- **DATA FOR ANALYSIS**
PR #141, opened 2019-12-31
Refactor vtable module

jamiebrynes7:
When taking a stab at implementing the schema `Entity` type, I found that I would need to add additional "vtable" entries. 

<details><summary>Context for this change</summary>

The schema `Entity` type is serialized as a `SchemaObject` where each component is serialized into a `SchemaObject` field with the field ID equal to that component's ID.

To (de)serialize this properly, we need type erased access to the `ObjectField` implementation for each component (to serialize to/from SchemaObject directly to component).

This would need live in a vtable structure like the one we already have. 
</details>

This PR lays the groundwork for that future change, by refactoring the vtable module and exposing the `VTable` struct instead of the `Worker_ComponentVTable` to the "user" which allows us to add new functions to the vtable.


randomPoison:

- **WHAT YOU HAVE TO DO**
Set down exactly the lines above, from the one containing "<details><summary>Context for this" to the final line of the material, with both ends kept and no other lines.

- **RESPONSE FOR THIS EXERCISE**
<details><summary>Context for this change</summary>

The schema `Entity` type is serialized as a `SchemaObject` where each component is serialized into a `SchemaObject` field with the field ID equal to that component's ID.

To (de)serialize this properly, we need type erased access to the `ObjectField` implementation for each component (to serialize to/from SchemaObject directly to component).

This would need live in a vtable structure like the one we already have. 
</details>

This PR lays the groundwork for that future change, by refactoring the vtable module and exposing the `VTable` struct instead of the `Worker_ComponentVTable` to the "user" which allows us to add new functions to the vtable.


randomPoison:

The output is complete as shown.